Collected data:
▼

Issue #950, opened 2018-01-08
InvokeMethod does not support input parameters that pass instances as embedded objects


andy-maier:
The `WBEMConnection.InvokeMethod()` method does not support parameters that are embedded instances passed as embedded objects (i.e. in CIM-XML terms, setting embedded_object="object" and passing an INSTANCE, or in MOF terms, setting the qualifier EmbeddedObject(True) on the parameter.

Reason is that the parameters are specified as a tuple name, value, where the value is a CIMClass or CIMInstance object, and the embedded_instance attribute is implied from that class type.

The problem only exists for input parameters, but not for output parameters or method return values, because for those, the embedded_obejct attribute in the CIM-XML response determines the way the instances are represented, and in both cases ("object" and "instance"), the returned CIM instance is always handed byck to the caller of InvokeMethod as a CIMInstance object.

This deficiency is not a huge problem, because CIM instances are recommended to be passed as embedded instance (i.e. in CIM-XML terms, setting embedded_object="instance" and passing an INSTANCE, and that is supported. However, it is technically possible that users define a method with a parameter that sets EmbeddedObject(True) for the purpose of passing an instance.

The difference between method parameters and properties in pywbem is that property values can be represented using CIMProperty (and thus, its embedded_object attribute can be set to "object", but for method parameters, a corresponding CIM object type does not exist (CIMParameter is currently documented to only allow representing the parameter declaration).

andy-maier:
Options to address this issue:
1. Extend CIMParameter to also allow representing parameter values, and allow them to be passed to InvokeMethod as an alternative to the tuple(name,value).
2. Introduce a new class CIMParameterValue for the same purpose.

KSchopmeyer:
Karl agrees with option 1

andy-maier:
Another discussion point is the use of CIMParameter for output parameters. Needs discussion.

andy-maier:
On the discussion point: We agreed to implement option iii. and to document the situation with returning embedded objects in output parameters.

andy-maier:
Summarizing the work for this issue, following the decisions outlined in previous comments:
* Extend `CIMParameter` to also allow representing parameter values, by undeprecating its `value` attribute (it was deprecated in pywbem 0.9), adding a new `embedded_object` attribute, and documenting the use for parameter values.
* Extend `InvokeMethod()` to be able to get input parameters also as `CIMParameter` objects, in addition to the existing tuple(name,value).
[...]

PR #988, opened 2018-01-18
Issue #950, part 1: Extended CIMParameter to represent parameter values

andy-maier:
This is part 1, which just extends CIMParameter as needed. Part 2 will be separate and will exploit that in InvokeMethod.
Ready for review and merge.

### DIFF
--- a/docs/changes.rst
+++ b/docs/changes.rst
@@ -219,11 +219,11 @@ Enhancements
   via a new `operation_recorders` read-only property (Issue #976).
 
 * Extended `CIMParameter` to represent CIM parameter values in method
-  invocations. As part of that, undeprecated its `value` property and
-  added an `embedded_object` property. Extended the testcases accordingly.
-  Added an `as_value` argument to `CIMParameter.tocimxml()` and `tocimxmlstr()`
-  to allow control over whether the object is interpreted as a value or as a
-  declaration. (Issue #950).
+  invocations. As part of that, removed the deprecation from its `value`
+  property and added an `embedded_object` property. Extended the testcases
+  accordingly. Added an `as_value` argument to `CIMParameter.tocimxml()`
+  and to `tocimxmlstr()` to allow control over whether the object is
+  interpreted as a value or as a declaration. (Issue #950).
 
 * Docs: Improved the descriptions of CIM objects and their attributes to
   describe how the attributes are used to determine object equality and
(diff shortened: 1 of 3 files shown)


docs/changes.rst
```diff
@@ -218,6 +218,13 @@ Enhancements
 * Added support for retrieving the operation recorders of a connection
   via a new `operation_recorders` read-only property (Issue #976).
 
+* Extended `CIMParameter` to represent CIM parameter values in method
+  invocations. As part of that, undeprecated its `value` property and
```
KSchopmeyer: change undeprecated to removed deprecation from

pywbem/cim_obj.py
```diff
@@ -5211,7 +5213,25 @@ def tomof(self, indent=0, maxline=MAX_MOF_LINE):
...
+      * The `value` attribute is the actual value of the parameter.
+      * Qualifiers are not allowed.
+
+    For parameter declarations in method declarations:
+
+      * The `value` attribute is ignored.
+      * Qualifiers are allowed.
+
+    Scalar (=non-array) parameters and items in array parameters may have a
+    value of NULL (= `None`), any primitive CIM data type, reference type, and
```
KSchopmeyer: Should last word in sentence be or rather than any?

pywbem/cim_obj.py
```diff
@@ -5298,13 +5320,23 @@ def __init__(self, name, type, reference_class=None, is_array=None,
...
+
+          embedded_object (:term:`string`):
+            A string value indicating the kind of embedded object represented
+            by the parameter value. Has no meaning for parameter declarations.
+
+            For details about the possible values, see the corresponding
+            attribute.
+
+            `None` means that the value is unspecified, causing the same-named
+            attribute in the ``CIMParameter`` object to be inferred. An
```
KSchopmeyer: I would guess that the reader would ask at this point what we mean by 'inferred'

pywbem/cim_obj.py
KSchopmeyer: clarify comment.  Should last work on line be or rather than and

docs/changes.rst
andy-maier: Done.

pywbem/cim_obj.py
andy-maier: Done.

pywbem/cim_obj.py
andy-maier: DONE - clarified that it is inferred from the parameter value.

▲

■ EXERCISE AIM ■
Pull out all lines containing the word "last" from the entries above.

■ RESPONSE ■
KSchopmeyer: Should last word in sentence be or rather than any?
KSchopmeyer: clarify comment.  Should last work on line be or rather than and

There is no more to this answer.